What's This? iPod Air Next Month?

Suddenly there's a spurt of reports rumormongering that a 3G iPhone isn't the only bit of hardware His Steveness will drop from the sky.

There's talk of am iPod superTouch (ew), an iPlay, a MultiTouch Newton(!), and an unnamed tablet.

It's what I've been calling the iPod Air.

Look at this rumored screen spec:
The alleged device will be about 1.5 times the size of the iPhone and will sport a 720 x 480 display.

Do you know what 720 x 480 is?

HDTV.

Update/correction: Oops! Self-proclaimed HDTV Snob and general tech fiend Kevin Tofel points out my huge and embarrassing error. 720 x 480 is actually standard definition, not HDTV. I denounce myself for seeing just the 720 and immediately jumping to the eejit conclusion that was 720p, despite the fact right there in Big Bold Letters were the words Standard Display Resolutions! Just trust me on this one, the kind of TV I grew up with, we were lucky to get any resolution at all. At least the remainder of my argument isn't wrecked!

But wait, you object. The Asus EeePC and its cohorts came out with 800 x 480 resolution screens and some people complained about horizontal scrolling when using websites.

Yeah, that's true. But the Asus EeePC didn't have a MultiTouch screen with Safari's smart zoom capability. Safari has shown that screen resolution does not have to abide by the historical standards we have accepted. It -- Apple -- broke all those precedents.

So, in fact, it would make perfect sense for an iPod Air (an iPod Deluxe? iPod Plus?) to have a screen that is specifically tailored for high-def video standards. For iPodish entertainment functions.

But there is still an important aspect of this possibility missing.


Sync.

I pointed out here that Apple might be giving us a glimpse of its future sync plans.

Sync has to be a crucial part of Apple's future strategy. It's the glue that binds everything together: desktop, notebooks, satellite devices, .Mac, and its iTunes Store and App Store.

Sync will matter greatly once the productivity apps for the iPod Touch and iPhone begin to flow out of the App Store this year. People will want to move data between their desktops, notebooks, and handheld. And their desktop and notebooks might not necessarily be OS X machines.

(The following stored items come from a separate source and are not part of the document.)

Issue #997, opened 2026-08-26
task: measure true load current via the INA228 charge accumulator — 30 s sampling misses TX bursts


Strycher:
Follow-up to [#991](https://github.com/OffbandMesh/meshcore-firmware/issues/991), which delivered the INA228 decode and proved it on hardware. That decode reports **instantaneous** current sampled every 30 s. This issue is about measuring what the node actually *draws*.

## Why a 30-second sample is the wrong instrument for this load

`[verified: rc52-bench-1, 2026-08-26]` the decode reads a steady **9.7 mA** with the node idle — nRF52840 plus SX1262 in RX, display off.

**That is idle draw, not average draw.** A LoRa node's consumption is dominated by short transmit bursts: an advert is ~150 ms at a TX current many times the idle figure. Sampling every 30 s lands on a burst essentially never, so the reported number is the floor, not the mean. Any runtime or battery-life estimate built on it will be optimistic, and the error grows with traffic.

This is the same class of measurement error that produced wrong RC52 TX-power figures — a sweep that visited the carrier ~3% of the time and under-reported because it kept missing the bursts. Same failure, different instrument.

## What the part already provides

The INA228 has a **hardware CHARGE accumulator** (`0x0A`) — a 40-bit signed register that integrates current continuously in silicon. It cannot miss a burst, because it is not sampling: it accumulates between reads. Divide accumulated charge by elapsed time and the result is true average current over that window, bursts included.

There is also an `ENERGY` register (`0x09`, 40-bit unsigned) if power rather than current is wanted.

## Why this was scoped out of #991

Deliberately, not overlooked:

- **`CHARGE` requires `SHUNT_CAL` (0x02) to be written.** Unlike `VSHUNT`, it is not a raw reading — the on-chip integration depends on the calibration register being correct. #991's whole design was *no calibration write*, on the reasoning that reading raw and dividing on the host cannot be half-configured and survives a part reset. Reading CHARGE means giving that up and owning the calibration properly.
- **40-bit reads** need another helper; the existing ones are 16- and 24-bit.
- Doing it in the same commit would have been half-done work bolted onto a verified decode.

## What this needs

[...]

Issue #991, opened 2026-08-26
bug: sniffer identifies the INA228 but has no decode path — no flash reversion needed to explain it


Strycher:
An INA228 was received and wired into the Feather sniffer rig. **What is flashed is not reading it.** GreenTower's read was that a flash reversion occurred. The owner is not convinced, on the grounds that **the sketch was never tested against an INA228 in the first place** — so there is no known-good state to have reverted from.

## The owner is right, and it is provable from the source

`[verified: tools/diag/sniffer/rc_uart_sniffer_v3/rc_uart_sniffer_v3.ino on origin/firmware-base, read 2026-08-26]`

**`INA_228` appears in exactly two places in the whole sketch:**

1. the `InaKind` enum declaration (line ~280)
2. one identification line: `ina_kind = (part == 0x228) ? INA_228 …` (line ~381)

**There is no decode path.** `inaTick()` opens with:

```c
if (ina_kind != INA_219_CLASS || ina_addr == 0) return 0;
```

So a correctly-identified INA228 is recognised and then **deliberately not read** — the function returns before touching a register. The sketch's own header says so: *"Deliberately identification-only: the current decode is written once the part is known, rather than shipping three decoders that never run and cannot be tested."*

**No flash reversion is required to explain the symptom.** The firmware has never been able to read an INA228. That theory should not be pursued until something else supports it.

## What the live probe is actually reporting

From the capture log:

```
=== INA candidate at 0x40  raw 0xFE=0x5959 0xFF=0x2719 0x3E=0x5959 0x3F=0x2719
    -> no TI mfg ID (INA219-class)
```

Two things worth noting:

- **A genuine INA228 answers `0x3E` with `0x5449` ("TI").** This part does not. So whatever is at 0x40 is not being seen as an INA228.
- **Both register pairs return identical values** (`0x5959` / `0x2719` at 0xFE/0xFF *and* 0x3E/0x3F). Reading the same data at two unrelated addresses is the signature of a device that does not implement those registers and wraps/aliases — not of a part reporting an ID.

So the open question is not only "why is it not decoded" but **"what is answering at 0x40, and is the INA228 on the bus at all?"** Candidates: the INA228 is at a different strap address, is unpowered, is not on the `Wire1` bus the gauge uses, or the original INA219-class part is still fitted and answering.

## ⚠ Consequence if the INA228 *is* the part at 0x40

[...]

PR #998, opened 2026-08-26
task: INA228 decode for the sniffer — identified but never read

Strycher:
Task [#991](https://github.com/OffbandMesh/meshcore-firmware/issues/991) under Epic [#990](https://github.com/OffbandMesh/meshcore-firmware/issues/990). Bench tooling only — `tools/diag/sniffer/`, one Arduino sketch. **No firmware change; no shipped env is touched.**

## The problem

An INA228 replaced the INA219-class current monitor on the Feather sniffer rig. The sketch **identified it correctly and then never read it** — `inaTick()` opened with `if (ina_kind != INA_219_CLASS ...) return 0;`, so a recognised INA228 was silently ignored. No `[ina]` lines at all.

**There was no flash reversion**, and the log rules one out: the *same* firmware reported `no TI mfg ID (INA219-class)` through 2026-08-25 08:06 and `mfg=0x5449 dev=0x2281 -> INA228` at 23:59:26. The part changed, not the image.

## What this adds

- `gaugeRead24At()` — 24-bit register read, modelled on the existing 16-bit helper
- `ina228Tick()` — reads `VSHUNT` (0x04) and `VBUS` (0x05), emits the **same `[ina]` line shape** as the INA219 path so existing captures, greps and parsers keep working, plus an `adcrange=` field
- `inaTick()` dispatches by part instead of early-returning

## Three deliberate choices

**No calibration write.** `SHUNT_CAL` only feeds CURRENT/POWER/ENERGY/CHARGE. This reads `VSHUNT` and divides by a known resistance on the host: no magic constant to get wrong, cannot be half-configured, and survives a part reset that would silently invalidate a written calibration. Same reasoning the INA219 path already used.

**The shunt is a property of the part, not the rig.** `INA228_SHUNT_MILLIOHM 15` (Adafruit INA228 breakout carries `R015`), kept separate from the INA219 path's `100` (that module carried `R100`). Mixing them under-reports by 6.67× and looks entirely plausible doing it. A previous note recorded `R100` as a rig-level fact with no part attached — it was only ever confirmed for the INA219, and generalising it made a swapped part look like a firmware defect.

**ADCRANGE is read from CONFIG, not assumed** — a 4× scale difference (312.5 vs 78.125 nV/LSB). Reading it every tick means the decode follows if anything ever configures the part; a failed read falls back to the part's reset default, the coarser range, so it under-resolves rather than over-reports.

## Hardware-verified on `rc52-bench-1`

`[verified: owner-operated bench, 2026-08-26 05:30–05:52Z]`

**Bus voltage, cross-checked against an independent part on the same cell:**

```
[ina]   bus_mv=4164  raw_bus=0x53480
[gauge] mv=4163
```

Recomputed by hand: `0x53480` → `>>4` = 21,320 → × 195.3125 µV = **4164.06 mV**, exactly as printed — and within 1–2 mV of the MAX17048.

**Sign, confirmed by controlled state change rather than assumption:**

| Time | `ma` | State |
|---|---|---|
| 05:49:37 | 0.0 | USB connected, battery full |
| **05:50:07** | **10.1** | **USB unplugged** |
| 05:50:37 → 05:52:07 | 9.7 ×4 | steady on battery |

**Positive = discharge.** `bus_mv` stepped 4165 → 4161 at the same moment, gauge tracking exactly. Noise floor measured at ±7 LSB ≈ **±0.15 mA**.

## ⚠ The old rig's numbers were wrong by an order of magnitude

Idle draw measures **9.7 mA**. The previous INA219-class setup reported **117–182 mA** for the same board. 9.7 mA is what an idle companion should draw — nRF52840 plus SX1262 in RX, display off. 150 mA was never plausible.

**Treat every current figure taken before this commit as suspect**, including the "charging, constant-voltage tail" reading of 2026-08-25. The *direction* was independently corroborated by SOC rising; the magnitudes were not.

## Review gate

Register numbers and LSB values **verified against the TI datasheet (SBOS855F)** — `CONFIG` 0x00, `VSHUNT` 0x04, `VBUS` 0x05, ADCRANGE bit 4, 312.5/78.125 nV, 195.3125 µV. Also confirmed sound: the int64 intermediates, the 20-bit sign extension, the no-calibration approach, and that the dispatch change does not disturb the INA219 path.

**Fixed** — unchecked `Wire.read()`: it returns `int` and yields −1 on an empty buffer, which an implicit `uint8_t` cast turns into `0xFF`. The gate called the result "a large, fictitious current"; that is only half right, and the wrong half is the dangerous one. An all-`0xFF` VBUS decodes to ~204.8 V, obvious nonsense someone would catch — but an all-`0xFF` VSHUNT sign-extends to −1 LSB and reads as **−0.02 mA**, entirely unremarkable. Applied to `gaugeRead16At` too, which carries the identical defect and feeds every gauge reading.

**Declined** — caching ADCRANGE at identification instead of reading it per tick. Reading it is the point: a cached value would silently keep scaling by the wrong factor of 4 if anything reconfigured the part. It saves one 16-bit read per 30 s.

## Scoped out on purpose

The INA228's hardware **charge accumulator** — the feature that makes a runtime figure honest when the load is bursty, which is exactly a LoRa node's TX profile. **The 9.7 mA above is a 30-second sample, so it is idle draw, not average draw under traffic.** It needs `SHUNT_CAL` written and 40-bit reads, so it is [#997](https://github.com/OffbandMesh/meshcore-firmware/issues/997) rather than half-done here.

## Verification

`arduino-cli compile --fqbn esp32:esp32:adafruit_feather_esp32s3` — **395,472 bytes (13%), no warnings.** Secrets/private-IP scan clean. Rebased onto `firmware-base`, 0 behind.

CI's PlatformIO matrix does not compile `.ino` sketches, so it exercises nothing here — that is why the compile was run explicitly and the result stated above.

## Merge

**Ben merges.**

### DIFF
--- a/tools/diag/sniffer/rc_uart_sniffer_v3/rc_uart_sniffer_v3.ino
+++ b/tools/diag/sniffer/rc_uart_sniffer_v3/rc_uart_sniffer_v3.ino
@@ -209,6 +209,45 @@
 // the chip, and no averaging setting recovers it.
 #define INA219_SHUNT_MILLIOHM  100
 
+// ---------------------------------------------------------------------------
+// INA228 (#991). Different part, different register map, DIFFERENT SHUNT.
+//
+// THE SHUNT IS A PROPERTY OF THE FITTED PART, NOT OF THE RIG. The INA219 bench
+// module carries R100 = 0.100 ohm; the Adafruit INA228 breakout carries
+// R015 = 0.015 ohm [verified: owner photo of the fitted board, 2026-08-26].
+// Reusing the INA219 constant here would under-report by 100/15 = 6.67x and look
+// entirely plausible doing it.
+//
+// NO CALIBRATION WRITE, deliberately -- same reasoning as the INA219 path above.
+// SHUNT_CAL only feeds the CURRENT/POWER/ENERGY/CHARGE registers. Reading VSHUNT
+// and dividing by a known resistance on the host needs no magic constant, cannot
+// be half-configured, and survives a part reset that would silently invalidate a
+// written calibration.
+//
+// VSHUNT and VBUS are 24-bit registers holding 20-bit data LEFT-ALIGNED in bits
+// 23:4, so both are >>4 before scaling. VSHUNT is SIGNED (two's complement over
+// 20 bits); VBUS is unsigned.
+//
+// The VSHUNT scale depends on ADCRANGE (CONFIG bit 4), so it is READ rather than
+// assumed -- if anything ever configures this part, the decode follows instead of
+// silently scaling by 4x:
+//     ADCRANGE=0   312.5   nV/LSB  ->  +/-163.84 mV  ->  +/-10.9 A at 15 mohm
+//     ADCRANGE=1    78.125 nV/LSB  ->  +/- 40.96 mV  ->  +/- 2.73 A at 15 mohm
+// At R015 that is 20.83 uA or 5.21 uA per count. A LoRa node's draw sits well
+// inside either range, so resolution is the only thing at stake.
+// ---------------------------------------------------------------------------
+#define INA228_SHUNT_MILLIOHM  15
+
+#define INA228_REG_CONFIG   0x00
+#define INA228_REG_VSHUNT   0x04
+#define INA228_REG_VBUS     0x05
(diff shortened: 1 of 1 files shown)


Strycher:

Issue #889, opened 2026-08-20
task: every RC52 env is a _diag build — forced caplog, beacon, mirror, captured end to end


Strycher:
Bring RC52's diagnostic surface to the family bar, and prove it captures end to end against the WROOM sniffer.

**Rescoped 2026-08-22** to the owner directives recorded on [#625](https://github.com/OffbandMesh/meshcore-firmware/issues/625). The original scope — one BLE-companion diag env — was a regression below both predecessors and is superseded.

## The directives this implements

1. **Until beta:** every environment built is a full diagnostic build — caplog forced on and the boot beacon on. Not "a diag variant exists alongside"; during bring-up there is no plain build to reach for.
2. **At beta/stable:** the matrix ships diag **and** non-diag versions of every build we issue. Companion, observer, repeater, room_server, sensor — each issued role gets two.
3. **Naming:** the suffix is **`_diag`**, the RCC6 vocabulary, on every board. `_testdiag` is not acceptable.

## The bar — the union of both predecessors, not either one

`[verified: variants/heltec_rc32/platformio.ini, variants/heltec_rcc6/platformio.ini:327-330, read 2026-08-22 — resolved through `extends` / `${...}`, not a grep of direct `-D` lines]`

| Board | Diag envs | Carries |
|---|---|---|
| RC32 | 6 | boot beacon, `OFFBAND_MESHLOG_UART0`, power telemetry, a CrashLog-disabled A/B twin |
| RCC6 | 4, via a shared `[rcc6_diag]` block | `OFFBAND_MESHLOG_UART0` + **`OFFBAND_FORCE_CAPLOG`** |
| RC52 today | **1** | mirror + beacon, **no `FORCE_CAPLOG`**, no repeater, no USB |

`OFFBAND_FORCE_CAPLOG` exists because the RC32 bring-up had been blind. Its rationale, beside the flag: without it the boot path is mute on exactly the boot under investigation, because every `MESH_DEBUG_PRINTLN` is gated on `g_meshLogEnabled`, which stays false until prefs load. `caplog_enabled` defaults to `0` `[verified: src/helpers/CommonCLI.h:87]`.

## Scope

**A shared `[rc52_diag]` block**, mirroring `[rcc6_diag]`:

- `OFFBAND_FORCE_CAPLOG`
- `OFFBAND_BOOT_BEACON`
[...]

Issue #879, opened 2026-08-20
epic: RC52 bring-up — variant, FEM, battery, diagnostics, display, all roles


Strycher:
Bring the Heltec RadioCore RC52 (nRF52840 + HT-RA62A / SX1262 + FEM) up as a working **headless** board — radio, power and boot proven on hardware. No display; that is the sibling epic.

Created 2026-08-19 when the owner restructured **#625 from an Epic to a Feature**. These children previously hung directly off #625, which skipped the Epic level.

## Deliverable

An RC52 that boots reliably, joins the mesh, reports battery honestly, and has its FEM characterised — in the repeater / room-server / BLE-companion / USB-companion roles. **One branch, one PR, at epic completion.**

## Children

| Issue | Scope | State |
|---|---|---|
| #853 | Registry bootstrap — `rc52-bench-1`, identity by serial | **closed** |
| #854 | Headless variant scaffold — `variants/heltec_rc52` + board JSON | code complete, unpushed |
| #855 | CrashLog boot hang — the RC32 fault is not ruled out on nRF52 | open |
| #857 | Battery path confirmed on hardware — 4.9 / HIGH are derived, not measured | open |
| #858 | FEM bring-up — `FEM_EN`, `VFEM_CTRL`, RXEN on the LNA line | open |

## Branch

`epic/879-rc52-headless` — the single branch for all of the above. Task commits go on it; **no PR until this epic's integration test passes.**

## Known state carried in from #854

Derived and cited, safe to build on:

- `VFEM_CTRL` is **active HIGH** — drives EN on U14, a TLV75733PDBVR. `[verified: RC52-L62_V1.02 schematic]`
- `NRF52BoardDCDC` is correct — L2/L4 are 10µH/80mA against the nRF52840 `DCC`/`DCCH` pins. `[verified: same]`
- Battery `4.90` / `ADC_CTRL_ENABLED HIGH` — schematic divider `(390K + 100K)/100K`, independently corroborated by the vendor BSP's `BAT_AMPLIFY 4.9F`.
- There is **no LED** on this board (`PIN_LED1 -1`). No status-LED heartbeat is possible — do not diagnose its absence as a fault.

Unverified, and tagged as such in the source — **do not inherit these as fact**:

- Whether `FEM_EN` floats without a pulldown, and whether floating costs anything on this module. `[hypothesis: untested]` — no HT-RA62A datasheet exists.
[...]

Issue #876, opened 2026-08-19
task: Epic verification — RC52 bring-up end to end on hardware


Strycher:
The **final task of epic #879** (RC52 headless bring-up) and its acceptance gate.

> An epic is NOT complete just because all its child tasks are closed. […] **Epic integration test.** End-to-end validation that all tasks delivered under this epic work together cohesively. This is not a re-run of unit tests — it is a verification that the combined deliverables function as a system. **The final task in every epic must be scoped as this integration test.** — CLAUDE-BASE, Epic Completion Protocol

Gates the epic's single PR: *"no PR is created until the epic integration test passes."*

**Rescoped 2026-08-19:** originally written against #625 when that was an Epic. #625 is now a **Feature**, so this covers the **headless** epic only. Display integration is tracked separately under #880.

## What is being integrated

| Child | Contributes |
|---|---|
| #853 | RC52 in the device registry, identity-resolvable for flashing |
| #854 | Headless variant — LoRa, FEM pins, battery, four roles |
| #855 | CrashLog boot behaviour settled |
| #858 | FEM bring-up — `FEM_EN`, `VFEM_CTRL`, RXEN |

## Acceptance criteria

Run on **real RC52 hardware**, against a **release-shaped image built from a tag** — not a bench build. (Bench builds git-describe off the previous tag and misreport their version; only the tagged image self-identifies correctly.)

1. **Boot reliability.** Boots and stays up across ≥10 consecutive cycles covering power-on, RST, **fast replug** and **slow replug**. The fast/slow split is not optional — it is the exact axis on which the RC32 CrashLog fault appears and clears (#855).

This makes sync even more important to Apple, because it will allow it to further encroach into Windows territory. Just as iTunes has the major share of desktop audio players on Windows machines, so too would a sync program supplant all the current strange and incompatible ways people move their data across devices.

So, an iPod Air announcement next month?

Maybe.

But there has to be a sync strategy to accompany it!

Another Update: To understand the importance and need for Apple to do sync, see this Gear Diary post: Playing Mediator Between iCal, Entourage, Exchange and iTunes. Nice coincidence, that showing up today.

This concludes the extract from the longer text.